* **Work task**: Take the entries that follow and return exactly the lines from the one holding "cmd.SetStdout(buffer)" through the one holding "defer func(locker iptablesLocker)", both included. Nothing else is needed.

* **Listed entries**:

═══

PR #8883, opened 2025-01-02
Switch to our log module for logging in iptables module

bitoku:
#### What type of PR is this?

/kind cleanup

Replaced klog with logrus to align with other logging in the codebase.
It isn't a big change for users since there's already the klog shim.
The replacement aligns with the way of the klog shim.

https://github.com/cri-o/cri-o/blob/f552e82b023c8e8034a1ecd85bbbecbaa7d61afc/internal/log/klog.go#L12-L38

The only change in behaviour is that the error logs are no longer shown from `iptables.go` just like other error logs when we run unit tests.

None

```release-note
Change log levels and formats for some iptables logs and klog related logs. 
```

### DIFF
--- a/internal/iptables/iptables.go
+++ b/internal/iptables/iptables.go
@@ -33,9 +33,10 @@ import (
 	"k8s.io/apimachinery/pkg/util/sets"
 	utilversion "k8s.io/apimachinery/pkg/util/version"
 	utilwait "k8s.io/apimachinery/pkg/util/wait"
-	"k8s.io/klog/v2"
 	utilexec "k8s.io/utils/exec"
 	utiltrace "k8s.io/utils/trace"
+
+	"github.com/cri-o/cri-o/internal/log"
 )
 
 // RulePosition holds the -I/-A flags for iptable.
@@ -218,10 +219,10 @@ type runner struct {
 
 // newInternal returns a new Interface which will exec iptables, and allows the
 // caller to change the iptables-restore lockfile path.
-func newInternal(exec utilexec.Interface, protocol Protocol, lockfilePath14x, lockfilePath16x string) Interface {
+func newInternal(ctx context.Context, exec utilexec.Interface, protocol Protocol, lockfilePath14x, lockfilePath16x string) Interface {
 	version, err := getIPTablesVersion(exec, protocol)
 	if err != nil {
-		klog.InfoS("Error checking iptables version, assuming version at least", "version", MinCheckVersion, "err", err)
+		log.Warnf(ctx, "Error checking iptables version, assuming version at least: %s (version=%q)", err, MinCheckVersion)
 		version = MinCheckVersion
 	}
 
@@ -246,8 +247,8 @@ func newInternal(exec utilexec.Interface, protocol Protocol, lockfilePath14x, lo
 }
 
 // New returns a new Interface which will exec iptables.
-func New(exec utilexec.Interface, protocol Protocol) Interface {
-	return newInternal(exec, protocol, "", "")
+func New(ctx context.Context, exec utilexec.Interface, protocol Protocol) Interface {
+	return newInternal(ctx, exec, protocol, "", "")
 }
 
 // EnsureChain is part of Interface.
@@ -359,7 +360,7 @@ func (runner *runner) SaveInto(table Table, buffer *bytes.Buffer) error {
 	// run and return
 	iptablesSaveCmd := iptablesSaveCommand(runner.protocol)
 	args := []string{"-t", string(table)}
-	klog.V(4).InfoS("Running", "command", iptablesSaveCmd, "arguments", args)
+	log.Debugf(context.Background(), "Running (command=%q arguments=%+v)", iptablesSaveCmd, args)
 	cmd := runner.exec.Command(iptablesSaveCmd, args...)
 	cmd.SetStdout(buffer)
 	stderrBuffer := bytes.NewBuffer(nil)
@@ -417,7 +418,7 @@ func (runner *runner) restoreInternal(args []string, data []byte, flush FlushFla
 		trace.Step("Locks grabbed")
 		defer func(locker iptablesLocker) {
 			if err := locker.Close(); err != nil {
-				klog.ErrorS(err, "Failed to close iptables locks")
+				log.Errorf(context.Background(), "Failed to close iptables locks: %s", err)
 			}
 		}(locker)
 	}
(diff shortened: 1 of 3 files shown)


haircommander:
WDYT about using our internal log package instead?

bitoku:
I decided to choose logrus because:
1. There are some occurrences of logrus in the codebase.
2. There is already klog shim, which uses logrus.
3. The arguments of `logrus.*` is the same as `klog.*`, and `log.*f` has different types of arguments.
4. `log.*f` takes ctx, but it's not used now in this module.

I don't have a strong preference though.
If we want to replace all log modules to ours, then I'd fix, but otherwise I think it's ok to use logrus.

═══

* **Finished exercise**:
 	cmd.SetStdout(buffer)
 	stderrBuffer := bytes.NewBuffer(nil)
@@ -417,7 +418,7 @@ func (runner *runner) restoreInternal(args []string, data []byte, flush FlushFla
 		trace.Step("Locks grabbed")
 		defer func(locker iptablesLocker) {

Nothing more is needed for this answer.